Guaranteed Functional Tensor Singular Value Decomposition.

作者信息

Han Rungang, Shi Pixu, Zhang Anru R

机构信息

Department of Statistical Science, Duke University, Durham, NC 27710.

Department of Biostatistics & Bioinformatics, Duke University.

出版信息

J Am Stat Assoc. 2024;119(546):995-1007. doi: 10.1080/01621459.2022.2153689. Epub 2023 Feb 6.

DOI:10.1080/01621459.2022.2153689
PMID:39055126
原文链接:https://pmc.ncbi.nlm.nih.gov/articles/PMC11267031/
Abstract

This paper introduces the functional tensor singular value decomposition (FTSVD), a novel dimension reduction framework for tensors with one functional mode and several tabular modes. The problem is motivated by high-order longitudinal data analysis. Our model assumes the observed data to be a random realization of an approximate CP low-rank functional tensor measured on a discrete time grid.
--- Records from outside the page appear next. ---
PR #4313, opened 2025-02-13
feat: add archiving option to services

RODO94:
## What does this PR do?

Trello ticket: https://trello.com/c/fhoa1wCa/3166-add-ability-to-archive-flows-instead-of-deleting-them

A user noted that it is quite scary to have a delete option on the flows, as they may hit it accidentally. To resolve this we have updated the messaging on the dialog to note that any deleted flows can be restored, and we've also changed the naming from `delete` to `archive`. 

With this, I have added a new mutation to the API with relevant testing. To `archive` a flow, we are setting `deleted_at` to the current `timestampz` 

---

I think there is future improvements here to break up the `StyledMenu` component in the Team page in the front end, and add a bit more test coverage for what you can do to a flow and what should be shown at different times in the page. This is an improvement for a separate PR given the work going on in the Team/index.tsx page.


editor.planx.uk/src/pages/Team/index.tsx
```diff
@@ -72,42 +67,6 @@ const LinkSubText = styled(Box)(({ theme }) => ({
   paddingTop: "0.5em",
 }));
 
-const Confirm = ({
```
RODO94, line 75: Confirm dialog has been moved to `ArchiveDialog`

DafyddLlyr (changes requested):
This solution is slightly over-engineered...!

For a simple mutation, I'd expect to see just a graphql mutation via the frontend, much like [the delete mutation which this was replacing](https://github.com/theopensystemslab/planx-new/pull/4234/files#diff-acaaa6455b303e1390c950ad473c46ecc82d3a63110ef08f8855ce381c9737e5L347-L364).

I'd reach for a REST API endpoint if - 
- There's custom business logic that needs to be called from multiple places
- We need to hide secrets (e.g. calling OS or GovPay)
- We need to call business logic from another application - not the frontend (e.g. Hasura)
- We need complex validation

For CRUD operations with our database, we should be using the GraphQL API - nice and simple!

Admittedly we have the slight quirk in that sometimes we have planx-core functions. Again though, I'd reach for these when we need to be calling something from multiple places or if it contains business logic which we don't want to repeat.

This is certainly something we need to clear up and be more consistent with in the repo - I've got the workings of a proposal for how we can simplify and standardise a lot of this. Something for an upcoming dev call once I have a bit more thought and some diagrams to talk through!

editor.planx.uk/src/pages/FlowEditor/lib/store/editor.ts
```diff
@@ -158,6 +158,7 @@ export interface FlowSummary {
 
 export interface EditorStore extends Store.Store {
   addNode: (node: any, relationships?: any) => void;
+  archiveFlow: (flowId: string, teamSlug: string) => Promise<any>;
```
DafyddLlyr, line 161: There's no need for an `any` here - we know the return type.

editor.planx.uk/src/pages/FlowEditor/lib/store/editor.ts
```diff
@@ -228,6 +229,28 @@ export const editorStore: StateCreator<
     send(ops);
   },
 
+  archiveFlow: (flowId, teamSlug) => {
+    const valid = get().canUserEditTeam(teamSlug);
+    if (!valid) {
+      alert(`You do not have permission to archive this flow from ${teamSlug}`);
+      return Promise.resolve();
+    }
```
DafyddLlyr, line 237: This validation is now happening multiple times - 
 - In the UI displaying the archive button
 - Here
 - `useTeamAuth` middleware
 - Hasura permissions
 
It's good to be safe but this is a bit much 😅 If permissions change we'll need to remember to keep all of these in sync.

editor.planx.uk/src/pages/Team/index.tsx
```diff
@@ -123,25 +82,43 @@ const FlowItem: React.FC<FlowItemProps> = ({
   teamSlug,
   refreshFlows,
 }) => {
+  const [isArchiving, setIsArchiving] = useState<boolean>(false);
```
DafyddLlyr, line 85: nit: `isArchiving` reads to me like an active process (i.e. the operation is running). What this really is referring to is if the dialog is open. Maybe something more explicit like `isArchiveDialogOpen` would be more appropriate here.

DafyddLlyr (changes requested):

DafyddLlyr (approved):
Perfect - thanks for making those changes!

PR #4332, opened 2025-02-17
feat: refine fuzzy search on SearchBox comp

RODO94:
## What does this PR do?

This PR is responding to feedback here: https://opensystemslab.slack.com/archives/C5Q59R3HB/p1739788849390769

Where we want our search matching to match words not letters. To meet this need I went through the **Extended Search** examples in FuseJS: https://www.fusejs.io/examples.html#extended-search

In order to match only with a word when searching rather than letters, I have adjusted the way we process the search `pattern` by adding a ` ' ` to each word in the search term.

The space acts as an `AND` operator while the ` ' ` acts as an `include-match` search option which includes the whole word in the search matching


editor.planx.uk/src/ui/shared/SearchBox/utils.ts
DafyddLlyr, line 1: As opposed to modifying our input string, a better design here might be to control this behaviour via config on the `useSearch()` hook.

Ideally we want this hook to be an abstraction of all search logic, allowing us to maybe swap it out or re-implement it in future. By splitting up the responsibility for how search works this will get harder to understand and maintain.

DafyddLlyr (changes requested):

editor.planx.uk/src/ui/shared/SearchBox/utils.ts
RODO94: @DafyddLlyr added the change I think you mean, `word-match | letter-match` made sense to me based on what you are trying to search match with. Iterated a bit on `word-search` or `letter-search` but I felt matching made more sense than searching

RODO94:
[[EPIC] As an Editor I want to have a way to organise my flows, so that I can easily find what I'm looking for](https://trello.com/c/7av8lsVr/3160-epic-as-an-editor-i-want-to-have-a-way-to-organise-my-flows-so-that-i-can-easily-find-what-im-looking-for)

editor.planx.uk/src/hooks/useSearch.ts
```diff
@@ -4,6 +4,7 @@ import { useEffect, useMemo, useState } from "react";
 interface UseSearchProps<T extends object> {
   list: T[];
   keys: Array<FuseOptionKey<T>>;
+  searchType?: "word-match" | "letter-match"
```
DafyddLlyr, line 7:
```suggestion
  searchType?: "include-match" | "fuzzy-match"
```

nit: This is a bit more accurate I think.

editor.planx.uk/src/hooks/useSearch.ts
```diff
@@ -61,7 +63,20 @@ export const useSearch = <T extends object>({
...
+  // split pattern by words and remove empty spaces
+  const patternArray = pattern.split(" ").filter(Boolean)
+
+  // In FuseJS extended search the character: ' 
+  // is used for the include-match search option
+  // so it will include this whole word in matching
+  const formattedPattern = `'${patternArray.join(" '")}`
+
+  return formattedPattern
+}
```
DafyddLlyr, line 82: nit: I'd try to find a way to reduce comments like this - the cognitive load feels quite high for a simple function. I'm having to to read the js, match this to comments, and refer back to fusejs docs to really get a hold of what's happening here.

Something like this illustrates my point (there's a lot of room for improving variable names here! 😅) - 

```suggestion
const convertToIncludeMatchPattern = (fuzzyMatchPattern: string) => {
  const words = fuzzyMatchPattern.split(" ").filter(Boolean);
  // Docs: http://fuse.js/link-to-docs
  const includeCharacter = "'"
  const includeMatchPattern = words.map((word) =>`${includeCharacter}word`).join(" ");
  
  return includeMatchPattern;
}
```

This is untested code, and we're maybe drifting into personal styles / opinions here, but I think the above is more explicit and there's less room for drift between comments and code.

DafyddLlyr (approved):
A few things to take a look at, but no showstoppers!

Incorporating tensor algebra and the theory of Reproducing Kernel Hilbert Space (RKHS), we propose a novel RKHS-based constrained power iteration with spectral initialization. Our method can successfully estimate both singular vectors and functions of the low-rank structure in the observed data. With mild assumptions, we establish the non-asymptotic contractive error bounds for the proposed algorithm. The superiority of the proposed framework is demonstrated via extensive experiments on both simulated and real data.

摘要

本文介绍了功能张量奇异值分解(FTSVD),这是一种用于具有一个功能模式和多个表格模式的张量的新型降维框架。该问题由高阶纵向数据分析引发。我们的模型假设观测数据是在离散时间网格上测量的近似CP低秩功能张量的随机实现。结合张量代数和再生核希尔伯特空间(RKHS)理论,我们提出了一种基于RKHS的带谱初始化的新型约束幂迭代。我们的方法能够成功估计观测数据中低秩结构的奇异向量和函数。在温和假设下,我们为所提出的算法建立了非渐近收缩误差界。通过对模拟数据和真实数据进行广泛实验,证明了所提出框架的优越性。